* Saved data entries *
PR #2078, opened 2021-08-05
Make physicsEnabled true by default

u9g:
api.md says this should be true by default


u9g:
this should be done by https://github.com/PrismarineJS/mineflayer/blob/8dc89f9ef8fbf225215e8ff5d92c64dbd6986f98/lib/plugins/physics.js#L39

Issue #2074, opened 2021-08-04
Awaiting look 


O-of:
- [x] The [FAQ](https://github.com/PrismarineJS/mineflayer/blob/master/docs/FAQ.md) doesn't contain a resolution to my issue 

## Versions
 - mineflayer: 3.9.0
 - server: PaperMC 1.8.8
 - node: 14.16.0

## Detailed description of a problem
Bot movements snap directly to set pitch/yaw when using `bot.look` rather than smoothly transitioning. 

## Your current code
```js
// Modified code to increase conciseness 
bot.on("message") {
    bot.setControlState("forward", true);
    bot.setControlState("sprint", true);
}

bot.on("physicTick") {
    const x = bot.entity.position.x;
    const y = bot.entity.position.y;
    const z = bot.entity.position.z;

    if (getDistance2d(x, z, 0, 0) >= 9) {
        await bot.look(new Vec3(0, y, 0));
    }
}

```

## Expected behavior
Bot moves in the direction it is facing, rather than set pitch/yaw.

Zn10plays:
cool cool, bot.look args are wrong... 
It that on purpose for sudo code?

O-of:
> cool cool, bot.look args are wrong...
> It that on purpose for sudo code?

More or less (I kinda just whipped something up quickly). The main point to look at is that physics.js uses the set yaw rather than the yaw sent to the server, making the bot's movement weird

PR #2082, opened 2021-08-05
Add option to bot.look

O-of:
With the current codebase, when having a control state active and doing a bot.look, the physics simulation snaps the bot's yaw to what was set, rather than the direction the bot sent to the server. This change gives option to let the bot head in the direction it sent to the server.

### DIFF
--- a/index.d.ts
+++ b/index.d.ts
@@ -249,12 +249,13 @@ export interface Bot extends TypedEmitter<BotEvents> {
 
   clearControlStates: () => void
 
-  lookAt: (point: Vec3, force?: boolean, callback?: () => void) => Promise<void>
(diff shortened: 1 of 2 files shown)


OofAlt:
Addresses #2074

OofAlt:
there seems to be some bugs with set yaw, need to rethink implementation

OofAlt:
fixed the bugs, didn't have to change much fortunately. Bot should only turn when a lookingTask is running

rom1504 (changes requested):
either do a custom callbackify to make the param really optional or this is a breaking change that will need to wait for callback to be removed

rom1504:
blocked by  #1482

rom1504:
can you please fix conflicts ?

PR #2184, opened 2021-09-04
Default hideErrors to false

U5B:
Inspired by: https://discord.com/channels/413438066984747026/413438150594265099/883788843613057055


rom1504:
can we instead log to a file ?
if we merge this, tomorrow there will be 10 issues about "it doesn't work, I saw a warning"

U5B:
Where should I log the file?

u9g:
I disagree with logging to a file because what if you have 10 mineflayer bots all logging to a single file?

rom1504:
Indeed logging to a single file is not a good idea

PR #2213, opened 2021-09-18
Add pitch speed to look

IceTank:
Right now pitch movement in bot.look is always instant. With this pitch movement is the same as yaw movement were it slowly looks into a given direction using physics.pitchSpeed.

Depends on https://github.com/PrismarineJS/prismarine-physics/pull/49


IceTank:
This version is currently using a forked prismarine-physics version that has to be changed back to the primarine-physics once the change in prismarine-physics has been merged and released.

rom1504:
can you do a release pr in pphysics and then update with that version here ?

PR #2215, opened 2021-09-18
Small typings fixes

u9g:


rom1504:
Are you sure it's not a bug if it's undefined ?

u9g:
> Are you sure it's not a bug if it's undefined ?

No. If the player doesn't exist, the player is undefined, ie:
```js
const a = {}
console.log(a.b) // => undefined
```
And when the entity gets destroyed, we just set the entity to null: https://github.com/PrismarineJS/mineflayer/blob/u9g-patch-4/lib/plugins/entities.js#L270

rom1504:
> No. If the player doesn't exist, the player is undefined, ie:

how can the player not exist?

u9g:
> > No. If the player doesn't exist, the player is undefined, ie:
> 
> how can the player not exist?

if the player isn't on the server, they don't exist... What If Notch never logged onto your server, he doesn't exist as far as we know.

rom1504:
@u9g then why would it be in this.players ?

* Exercise goal *
Every entry, from first to last, is to be reproduced exactly.

* Written solution *
PR #2078, opened 2021-08-05
Make physicsEnabled true by default

u9g:
api.md says this should be true by default


u9g:
this should be done by https://github.com/PrismarineJS/mineflayer/blob/8dc89f9ef8fbf225215e8ff5d92c64dbd6986f98/lib/plugins/physics.js#L39

Issue #2074, opened 2021-08-04
Awaiting look 


O-of:
- [x] The [FAQ](https://github.com/PrismarineJS/mineflayer/blob/master/docs/FAQ.md) doesn't contain a resolution to my issue 

## Versions
 - mineflayer: 3.9.0
 - server: PaperMC 1.8.8
 - node: 14.16.0

## Detailed description of a problem
Bot movements snap directly to set pitch/yaw when using `bot.look` rather than smoothly transitioning. 

## Your current code
```js
// Modified code to increase conciseness 
bot.on("message") {
    bot.setControlState("forward", true);
    bot.setControlState("sprint", true);
}

bot.on("physicTick") {
    const x = bot.entity.position.x;
    const y = bot.entity.position.y;
    const z = bot.entity.position.z;

    if (getDistance2d(x, z, 0, 0) >= 9) {
        await bot.look(new Vec3(0, y, 0));
    }
}

```

## Expected behavior
Bot moves in the direction it is facing, rather than set pitch/yaw.

Zn10plays:
cool cool, bot.look args are wrong... 
It that on purpose for sudo code?

O-of:
> cool cool, bot.look args are wrong...
> It that on purpose for sudo code?

More or less (I kinda just whipped something up quickly). The main point to look at is that physics.js uses the set yaw rather than the yaw sent to the server, making the bot's movement weird

PR #2082, opened 2021-08-05
Add option to bot.look

O-of:
With the current codebase, when having a control state active and doing a bot.look, the physics simulation snaps the bot's yaw to what was set, rather than the direction the bot sent to the server. This change gives option to let the bot head in the direction it sent to the server.

### DIFF
--- a/index.d.ts
+++ b/index.d.ts
@@ -249,12 +249,13 @@ export interface Bot extends TypedEmitter<BotEvents> {
 
   clearControlStates: () => void
 
-  lookAt: (point: Vec3, force?: boolean, callback?: () => void) => Promise<void>
(diff shortened: 1 of 2 files shown)


OofAlt:
Addresses #2074

OofAlt:
there seems to be some bugs with set yaw, need to rethink implementation

OofAlt:
fixed the bugs, didn't have to change much fortunately. Bot should only turn when a lookingTask is running

rom1504 (changes requested):
either do a custom callbackify to make the param really optional or this is a breaking change that will need to wait for callback to be removed

rom1504:
blocked by  #1482

rom1504:
can you please fix conflicts ?

PR #2184, opened 2021-09-04
Default hideErrors to false

U5B:
Inspired by: https://discord.com/channels/413438066984747026/413438150594265099/883788843613057055


rom1504:
can we instead log to a file ?
if we merge this, tomorrow there will be 10 issues about "it doesn't work, I saw a warning"

U5B:
Where should I log the file?

u9g:
I disagree with logging to a file because what if you have 10 mineflayer bots all logging to a single file?

rom1504:
Indeed logging to a single file is not a good idea

PR #2213, opened 2021-09-18
Add pitch speed to look

IceTank:
Right now pitch movement in bot.look is always instant. With this pitch movement is the same as yaw movement were it slowly looks into a given direction using physics.pitchSpeed.

Depends on https://github.com/PrismarineJS/prismarine-physics/pull/49


IceTank:
This version is currently using a forked prismarine-physics version that has to be changed back to the primarine-physics once the change in prismarine-physics has been merged and released.

rom1504:
can you do a release pr in pphysics and then update with that version here ?

PR #2215, opened 2021-09-18
Small typings fixes

u9g:


rom1504:
Are you sure it's not a bug if it's undefined ?

u9g:
> Are you sure it's not a bug if it's undefined ?

No. If the player doesn't exist, the player is undefined, ie:
```js
const a = {}
console.log(a.b) // => undefined
```
And when the entity gets destroyed, we just set the entity to null: https://github.com/PrismarineJS/mineflayer/blob/u9g-patch-4/lib/plugins/entities.js#L270

rom1504:
> No. If the player doesn't exist, the player is undefined, ie:

how can the player not exist?

u9g:
> > No. If the player doesn't exist, the player is undefined, ie:
> 
> how can the player not exist?

if the player isn't on the server, they don't exist... What If Notch never logged onto your server, he doesn't exist as far as we know.

rom1504:
@u9g then why would it be in this.players ?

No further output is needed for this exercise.